Assigned task –
A faithful, complete copy of the records is required.

[Stored data]
PR #7196, opened 2021-12-26
Clear Titles On Join

### LINKED ISSUE #7161: Reset the players title message on join

Currently, you can send a title (maybe action bar too) to a player with a very long time basically infinite, then the player can leave the server and join another or even go into single-player and the title persists with no way to fix it unless you restart the game or send the player a new title which is annoying and frustrating. Many players go idle on Hypixel for example and get the "Your idle" title and then leave to join another server and they end up having to restart the game since it persists over. Resetting the title or sending a blank title fixes this.

Reset the players title/send a empty title on player join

The answer –
PR #7196, opened 2021-12-26
Clear Titles On Join

### LINKED ISSUE #7161: Reset the players title message on join

Currently, you can send a title (maybe action bar too) to a player with a very long time basically infinite, then the player can leave the server and join another or even go into single-player and the title persists with no way to fix it unless you restart the game or send the player a new title which is annoying and frustrating. Many players go idle on Hypixel for example and get the "Your idle" title and then leave to join another server and they end up having to restart the game since it persists over. Resetting the title or sending a blank title fixes this.

Reset the players title/send a empty title on player join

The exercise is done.